Não foi fácil a vida de Pedro
Casaldáliga. Nascido Pere Casaldàliga i Pla, em Balsareny, na província catalã
de Barcelona (Espanha), a 16 de Fevereiro de 1928 e emigrado para o Brasil, em
1968, como missionário da sua congregação, os padres claretianos, viria a
sofrer várias ameaças de morte (numa das ocasiões, teve mesmo de se esconder,
como Fernando Alves evocava na TSF em Dezembro de 2012),
esteve várias vezes para ser
expulso do Brasil durante a ditadura militar, sofreu incompreensões de algumas
estruturas eclesiásticas, teve posições que muitas pessoas não entenderam. Mesmo
assim, persistiu na sua forma de estar.
No Brasil, com o Pacto das Catacumbas
Em 1968, chegado ao Brasil, o
padre Casaldáliga encontrou no Mato Grosso uma região marcada pela imensa
miséria e analfabetismo, pelo poder dos grandes latifundiários e por
assassinatos frequentes dos líderes e das populações indígenas ou rurais.
Nomeado administrador apostólico
de São Félix em 1970 e bispo no ano seguinte, recebeu a ordenação episcopal em
Outubro de 1971. Na sua actividade episcopal, aderiu ao Pacto das Catacumbas, um documento assinado por vários
bispos que tinham participado no Concílio Vaticano II, e que se comprometiam a
viver de forma despojada e servindo o anúncio do Evangelho entre os mais
pobres. O Pacto é uma das etapas fundamentais que levará ao aparecimento de
líderes como o Papa Francisco.
Dom Pedro, como é carinhosamente
tratado, privilegiou uma linha de actuação marcada pela construção de
comunidades eclesiais de base, onde a Bíblia, a participação de todos e a diversidade
dos ministérios eram orientações primordiais. A par dessa perspectiva, opôs-se
civicamente à ditadura militar, na defesa dos direitos humanos e de uma
sociedade mais justa e solidária.
Com outras vozes de bispos e
teólogos brasileiros – Hélder Câmara, Paulo Arns, Aloísio Lorscheider, Leonardo
Boff, Mauro Morelli, entre muitos outros – construiu uma linha eclesial marcada
pela teologia da libertação – ou seja, pela perspectiva de que o evangelho pode
ser uma força motriz para a libertação das diferentes formas de opressão que
aprisionam pessoas e povos.
Nessa época – décadas de 1970-1980
– foi também um dos bispos impulsionadores do Conselho Indígena Missionário, da
Comissão da Pastoral da Terra ou da Campanha da Fraternidade, entre vários
organismos e iniciativas da Conferência Nacional de Bispos do Brasil (CNBB)

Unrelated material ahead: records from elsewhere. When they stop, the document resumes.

PR #97, opened 2023-07-28
Implement bulk searching for Patients view

qu8n:
[Related Zenhub issue.](https://app.zenhub.com/workspaces/metadb-scrum-5fcfa28a4ccc1600165347b6/issues/gh/mskcc/smile-server/977)

This PR:
- implements bulk searching for the Patients page in a similar way as the Requests page
- also enables multi-cell selection for selecting multiple IDs (only for `RecordsList` because `SamplesList` already has this enabled)

I tested this locally with the dev server database. Performance should not be an issue: I bulk searched 5,000 values and got the results back in ~3s, which is similar to the initial page load.


ao508 (commented):
One slightly related request - can you add back the smilePatientId column but just have it hidden by default?

PR #2263, opened 2022-03-15
Fix GPU IVF serialization bug; fix stream issues (#2258)

wickedfoo:
Summary:
Pull Request resolved: https://github.com/facebookresearch/faiss/pull/2258

GPU IVF indices could not be properly deserialized or copied from CPU then added to after the fact, this resulted in the following C++ assertion:

```
Faiss assertion 'indices->numVecs == oldNumVecs' failed in int faiss::gpu::IVFBase::addVectors(faiss::gpu::Tensor<float, 2, true>&, faiss::gpu::Tensor<long int, 1, true>&) at faiss/gpu/impl/IVFBase.cu:581
```

as the count of vectors present was not updated properly everywhere, as discovered internally by vtantia.

This diff fixes this issue by properly updating the count, as well as cleaning up stream usage in the IVF code. The problem is that the code was previously using `thrust::device_vector` which does not have a means to control on which stream copies or other work is performed. This is fixed by replacing all usage of `thrust::device_vector` with our own `DeviceVector` which was already used to store IVF data but not metadata. `DeviceVector` provides sufficient control over the proper CUDA stream usage.

Reviewed By: vtantia, mdouze

Differential Revision: D34886859

### DIFF
--- a/faiss/gpu/CMakeLists.txt
+++ b/faiss/gpu/CMakeLists.txt
@@ -152,7 +152,7 @@ set(FAISS_GPU_HEADERS
   utils/StaticUtils.h
   utils/Tensor-inl.cuh
   utils/Tensor.cuh
-  utils/ThrustAllocator.cuh
+  utils/ThrustUtils.cuh
   utils/Timer.h
   utils/Transpose.cuh
   utils/WarpPackedBits.cuh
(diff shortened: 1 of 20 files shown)


JeanBaptiste-dlb:
I face the same issue, thanks for the fix. When can it be made available in global release? 
Thanks in advance for your reply,

PR #2274, opened 2022-03-21
Automatic type conversions for Python API

mdouze:
Summary:
All input matrices needed to be of the correct type and to be C-contiguous. This diff passes the main entry points of the api through `np.tocontiguousarray` so that the function parameters are transparently converted to the suitable format if needed.

We did not have this before because users need to be made aware of the performance impact, but it seems that maybe usability is more useful.

This diff is an alternative to

D35007365
https://github.com/facebookresearch/faiss/pull/2250

Differential Revision: D35009612


cmacdonald:
Numpy.ascontiguousarray() also requires numpy 1.20 - worth setting in setup.py?

PR #2286, opened 2022-04-05
Add ProductAdditiveQuantizer

KinglittleQ:
This diff added ProductAdditiveQuantizer.

A Simple Algo description:

1. Divide the vector space into several orthogonal sub-spaces, just like PQ does.
2. Quantize each sub-space by an independent additive quantizer.

Usage:

Construct a ProductAdditiveQuantizer object:
- `d`: dimensionality of the input vectors
- `nsplits`: number of sub-spaces divided into
- `Msub`: `M` of each additive quantizer
- `nbits`: `nbits` of each additive quantizer

```python
d = 128
nsplits = 2
Msub = 4
nbits = 8
plsq = faiss.ProductLocalSearchQuantizer(d, nsplits, Msub, nbits)
prq = faiss.ProductResidualQuantizer(d, nsplits, Msub, nbits)
```


benchs/bench_quantizer.py
```diff
@@ -106,6 +106,12 @@ def eval_quantizer(q, xq, xb, gt, xt, variants=None):
     print("===== PQ")
     eval_quantizer(pq, xq2, xb2, gt, xt2)
 
+if 'plsq' in todo:
+    print("===== Product LSQ")
+    plsq = faiss.ProductLocalSearchQuantizer(d, 2, M // 2, nbits)
```
mdouze, line 111: is 2 sub-quantizers a sweet spot for the ProductAddtiveQuantizer?

faiss/impl/ProductAdditiveQuantizer.h
```diff
@@ -0,0 +1,128 @@
...
+#include <faiss/impl/AdditiveQuantizer.h>
+#include <faiss/impl/LocalSearchQuantizer.h>
+#include <faiss/impl/ResidualQuantizer.h>
+
+namespace faiss {
+
+/** Product Additive Quantizers
+ * TODO: add some docs
+ */
+struct ProductAdditiveQuantizer : AdditiveQuantizer {
```
mdouze, line 23: why is this a sub-class of additivequantizer ? If you override the decoding method, then there is little left from AQ no?

faiss/impl/ProductAdditiveQuantizer.h
```diff
@@ -0,0 +1,128 @@
...
+    size_t nsplits; ///< number of sub-vectors we split a vector into
+
+    std::vector<AdditiveQuantizer*> quantizers;
+
+    ProductAdditiveQuantizer(
+            size_t d,
+            const std::vector<AdditiveQuantizer*>& aqs,
```
mdouze, line 30: please clarify ownership of the AddtitiveQuantizer's. Is it transferred to the ProductAdditiveQuantizer?

mdouze (commented):
Do you have comparative search results wrt. PQ and/or LSQ to show where this quantizer stands?

faiss/impl/ProductAdditiveQuantizer.h
KinglittleQ: I make it a sub-class of AQ because the search code of AQs could be re-used in the future (e.g. IndexAdditiveQuantizer and IndexIVFAdditiveQuantizer ).

faiss/impl/ProductAdditiveQuantizer.h
KinglittleQ: The ownership is not transferred to the ProductAdditiveQuantizer. I will clarify it in the docs.

benchs/bench_quantizer.py
KinglittleQ: No, this is just a simple demo configuration.

KinglittleQ:
Thank you very much for your comments. This PR is still in progress. I will give a detailed analysis in a few days.

faiss/impl/ProductAdditiveQuantizer.cpp
```diff
@@ -0,0 +1,358 @@
...
+        size_t nsplits,
+        size_t Msub,
+        size_t nbits,
+        Search_type_t search_type) {
+    FAISS_THROW_IF_NOT(d % nsplits == 0);
+    size_t dsub = d / nsplits;
+    std::vector<AdditiveQuantizer*> aqs;
+    for (size_t i = 0; i < nsplits; i++) {
+        rqs.emplace_back(dsub, Msub, nbits, ST_decompress);
+        aqs.push_back(&rqs[i]);
```
KinglittleQ, line 346: BUG: the underlying memory of `rqs` could be changed during the loop. Use `reserve()` to fix it.

KinglittleQ:
Here are some benchmark results. For more details and analysis, please see [here ](https://gist.github.com/KinglittleQ/af4b78c71c8509e89ebcad8df6efb60e.).

image

image

faiss/impl/ProductAdditiveQuantizer.h
```diff
@@ -0,0 +1,151 @@
...
+struct ProductAdditiveQuantizer : AdditiveQuantizer {
+    size_t nsplits; ///< number of sub-vectors we split a vector into
+
+    std::vector<AdditiveQuantizer*> quantizers;
+
+    /** Construct a product additive quantizer.
+     *
+     * The ownership of the additive quantizers passed in is not
+     * transferred to the ProductAdditiveQuantizer object. Users
+     * are responsible to take care of it.
```
mdouze, line 37: This is problematic because the object cannot be self-contained in a C++ context (for example in an index_factory). 
To copy the object, we need a clone_quantizer function and a common ancestor class for the quantizer objects. 
IMO as long as we don't have the Index object implementation we don't need it, but to keep in mind for later.

mdouze (commented):
The results look convincing!

mdouze:
See here for a PR that makes a common ancestor for quantizer classes: https://github.com/facebookresearch/faiss/pull/2295

faiss/impl/ProductAdditiveQuantizer.h
KinglittleQ: We have `ProductLocalSearchQuantizer` and `ProductResidualQuantizer` which are able to be self-contained. Should we need to make `ProductAdditiveQuantizer` self-contained too?

KinglittleQ:
> See here for a PR that makes a common ancestor for quantizer classes: #2295

That looks good! I will solve the conflicts after #2295 is merged.

KinglittleQ:
> See here for a PR that makes a common ancestor for quantizer classes: #2295

That looks good! I will solve the conflicts after #2295 is merged.

faiss/impl/ProductAdditiveQuantizer.cpp
```diff
@@ -0,0 +1,347 @@
...
+        FINTEGER* k,
+        const float* alpha,
+        const float* a,
+        FINTEGER* lda,
+        const float* b,
+        FINTEGER* ldb,
+        float* beta,
+        float* c,
+        FINTEGER* ldc);
+}
```
KinglittleQ, line 41: By the way, the matrix multiplication code appears in many places. Could we make it a utility function that accepts matrices in row-major order as input? If so, I could do it in the future.

mdouze: In fact I would like to move to the cblas interface (http://www.netlib.org/blas/cblas.h). This would also be good because some platforms don't support the fortran calling conventions (iOS). 
However, it's a lot of tedious work to convert all the calls + make sure it works on all platforms. https://github.com/facebookresearch/faiss/projects/3

KinglittleQ:
@mdouze PTAL

faiss/impl/ProductAdditiveQuantizer.cpp
```diff
@@ -0,0 +1,347 @@
...
+    norm_max = norm_min = NAN;
+    code_size = 0;
+    tot_bits = 0;
+    total_codebook_size = 0;
+    only_8bit = false;
+    set_derived_values();
+
+    // ProductAdditiveQuantizer
+    nsplits = aqs.size();
+    quantizers = aqs;
```
mdouze, line 83: please use the clone_Quantizer function here to transfer ownership

mdouze (commented):
I agree that the PR is already useful in its current state. 
What should be added, in a later PR: 
- transfer ownership of passed-in additive quantizers (or own_fields flag)
- Index support + index_factory
- I/O 
- doc in the wiki + benchmarks

faiss/python/__init__.py
```diff
@@ -194,6 +194,48 @@ def replacement_decode(self, codes):
     replace_method(the_class, 'decode', replacement_decode)
 
 
+def handle_ProductAdditiveQuantizer(the_class):
```
mdouze, line 197: This is more magic than we want for the Python interface. Please let the caller do the loop to get the subquantizer parameters.
Besides, this fails on the internal FB system with 
```

... __init__.py", line 149, in replacement_train
    assert d == self.d

AttributeError: 'ProductResidualQuantizer' object has no attribute 'd'
```

KinglittleQ:
Update:

1. `handle_ProductAdditiveQuantizer` has been removed
2. Now the additive quantizers passed in will be cloned into the ProductAdditiveQuantizer object.

PR #2287, opened 2022-04-05
Support reconstruct() in IndexFastScan

KinglittleQ:
This diff implemented `reconstruct()` interface in `IndexFastScan`.

unit test: `python -m unittest test_fast_scan_ivf.TestReconstruct`


faiss/python/__init__.py
```diff
@@ -883,6 +883,8 @@ def replacement_function(*args):
 add_ref_in_constructor(IndexIVFPQFastScan, 0)
 add_ref_in_constructor(IndexIVFResidualQuantizer, 0)
 add_ref_in_constructor(IndexIVFLocalSearchQuantizer, 0)
+add_ref_in_constructor(IndexIVFResidualQuantizerFastScan, 0)
```
mdouze, line 886: thanks for noticing...

faiss/IndexAdditiveQuantizerFastScan.h
```diff
@@ -69,6 +69,8 @@ struct IndexAdditiveQuantizerFastScan : IndexFastScan {
             idx_t k,
             float* distances,
             idx_t* labels) const override;
+
+    void sa_decode(idx_t n, const uint8_t* bytes, float* x) const override;
```
mdouze, line 73: This deserves a bit of documentation because the bytes are non-contiguous in the index memory. Could you say that this takes a packed representation?

mdouze, line 73: This deserves a bit of documentation because the bytes are non-contiguous in the index memory. Could you say that this takes a packed representation?

mdouze (commented):
LGTM, please address small comments and I'll import.

mdouze (approved):

PR #2292, opened 2022-04-09
Cond dev

lilothar:


mdouze:
This is an interesting addition to Faiss. 
The hardest thing here is to avoid code duplication + not incur a runtime penalty for the non-conditional case. 
The way to obtain this is by having a templatized inner loop that resolves to a NOP when the conditional check is not used.

lilothar:
You have a good suggestion, I understand what you mean and the technical points of concern, template generalization is an interesting idea, I think I can explore it

PR #2298, opened 2022-04-14
Fix reconstruct bug when by_residual is false

spectaclehong:
When I reconstruct with by_residual turned off, the distance was greatly increased. 
This is because the reconstruct_from_offset function did not check if the by_residual option was off. 
I fix this bug with simple if statement.
(like this https://github.com/facebookresearch/faiss/blob/main/faiss/IndexIVFPQ.cpp#L365)


mdouze:
Thanks for noticing!
Would you mind adding this test: https://gist.github.com/mdouze/09a4f371ba95d2268fdb81efcd4f70be

Thanks!

PR #2321, opened 2022-05-07
Remove duplicated and in README.md

Uzay-G:
Very small PR, just noticed there was a duplicated and in the README.


mdouze:
There is a big overhead to import PRs to the internal build system, that I will not do for just this change.

PR #2364, opened 2022-06-22
Add sa_code_size, sa_encode, and sa_decode to the C_API

gregsinclair42:
Also link the C API against the FAISS AVX2 build.


gregsinclair42:
Need to fix the CMAKE setting

PR #2401, opened 2022-07-30
Modify installation for Macbook M1 chip.

Ray0907:
It's seems that conda-forge is not support for the macbook m1 chip .So that I add the notes for the m1 chip user


mdouze:
I don't feel confortable advising (and supporting) pip as an install method, especially not for Mac OS, as it produces random crashes. 
I would prefer supporting it via anaconda.

algoriddle:
M1 is supported in conda since v1.7.4

PR #2419, opened 2022-08-21
Update example_c.c

zeyuyun1:
This line should be searching for xq, but the current line is searching the first 5 line in xb. It should be a bug.


Enet4 (approved):
The change seems sound to me.

PR #2423, opened 2022-08-24
Fix potential integer overflow

hhy3:
Signed-off-by: zh Wang <rekind133@outlook.com>


faiss/invlists/InvertedLists.cpp
```diff
@@ -106,7 +106,7 @@ void InvertedLists::print_stats() const {
     }
     for (size_t i = 0; i < sizes.size(); i++) {
         if (sizes[i]) {
-            printf("list size in < %d: %d instances\n", 1 << i, sizes[i]);
+            printf("list size in < %lld: %d instances\n", 1LL << i, sizes[i]);
```
Enet4, line 109: I believe one might as well depend on the same type as `i` and/or that we know that it is unsigned.

So either this:
```suggestion
            printf("list size in < %zu: %d instances\n", static_cast<size_t>(1) << i, sizes[i]);
```

Or this:
```suggestion
            printf("list size in < %llu: %d instances\n", 1ull << i, sizes[i]);
```

Enet4 (approved):

PR #3416, opened 2024-05-07
PowerPC, improve code generation for function fvec_L2sqr

carll99:
The code generated for function fvec_L2sqr generated by OpenXL do not perform as good as the codes generated by gcc on Power. The macros to enable imprecise floating point operation don’t cover Power with OpenXL. This patch adds the OpenXL compiler options for the PowerPC macros to achieve better performance.


alexanderguzhva:
@carll99 does it improve the code for dot product as well, did you have a chance to take a look? :)

carll99:
We took a look at the dot product and the performance appears to be the same for the dot product.

mdouze:
lgtm

PR #3430, opened 2024-05-13
[ARM NEON] Get rid of redundant instructions in ScalarQuantizer

alexanderguzhva:
This PR removes unneeded ARM NEON SIMD instructions for ScalarQuantizer.

The removed instructions are completely redundant, and I believe that it is a funky way of converting two `float32x4_t` variables (which hold 4 float values in a single SIMD register) into a single `float32x4x2_t` variable (two SIMD registers packed together). 

Clang compiler is capable of eliminating these instructions. The only GCC that can eliminate these unneeded instructions is GCC 14, which was released very recently (Apr-May 2024).

@mdouze


alexanderguzhva:
rebased to master

mdouze:
So I trust you that the new syntax will compile on all GCCs and clang.

PR #3433, opened 2024-05-14
Missed printing 'D'

saarthdeshpande:
'I' was printed twice and 'D' (distance vector) was not printed. Fixed.

### DIFF
--- a/tutorial/cpp/6-HNSW.cpp
+++ b/tutorial/cpp/6-HNSW.cpp
@@ -57,10 +57,10 @@ int main() {
 
         index.search(nq, xq, k, D, I);
 
-        printf("I=\n");
+        printf("D=\n");
         for (int i = nq - 5; i < nq; i++) {
             for (int j = 0; j < k; j++)
-                printf("%5zd ", I[i * k + j]);
+                printf("%5zd ", D[i * k + j]);
             printf("\n");
         }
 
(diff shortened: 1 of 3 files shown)


tutorial/cpp/6-HNSW.cpp
```diff
@@ -55,12 +55,10 @@ int main() {
...
         }
 
-        index.search(nq, xq, k, D, I);
-
-        printf("I=\n");
+        printf("D=\n");
         for (int i = nq - 5; i < nq; i++) {
             for (int j = 0; j < k; j++)
-                printf("%5zd ", I[i * k + j]);
+                printf("%5zd ", D[i * k + j]);
```
junjieqi, line 61: Format specifies type 'ssize_t' (aka 'long') but the argument has type 'float' [-Werror,-Wformat]
                printf("%5zd ", D[i * k + j]);
                        ~~~~    ^~~~~~~~~~~~
                        %5f

junjieqi: @saarthdeshpande would you like to fix this part?

saarthdeshpande: Sure

saarthdeshpande: Done! Added the changes for other tutorial files too.

PR #3445, opened 2024-05-15
Delete unnecessary print(f) functions in Tests

fxdawnn:
Summary: This commit focus on reducing the length of the unnecessary log and strengthen the codebase.

Differential Revision: D57405802


alexanderguzhva:
is there a guarantee that removing ALL prints help to fix problems identified by unit tests?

destinadas a concretizar as orientações pastorais sugeridas no Pacto das
Catacumbas ou nos documentos das assembleias do episcopado latino-americano realizadas
em Medellin (Colômbia, 1968) e Puebla (México, 1979).
Alvo de várias ameaças de morte,
Casaldáliga chegou a ver um dos seus padres, o jesuíta João Bosco Burnier, ser
agredido e alvejado na nuca. E por cinco vezes teve processos instaurados para
sair do Brasil.
Sofrendo de Parkinson há vários
anos (chama “Irmão Parkinson” à doença, como se recorda neste perfil publicado na edição brasileira do El País), nem por isso Dom Pedro deixou
de se empenhar nas lutas do seu povo e na defesa dos mais desvalidos, tendo
mesmo chegado, há dez anos, a criticar o governo do Presidente Lula por parecer
que gostava mais dos mais ricos que dos mais pobres, como dizia nesta
entrevista (em espanhol).
Apesar da doença, continua a ser
“um santo vivo”, como notava José Manuel Vidal, director do ReligionDigital,
nesta reportagem de Julho do ano passado.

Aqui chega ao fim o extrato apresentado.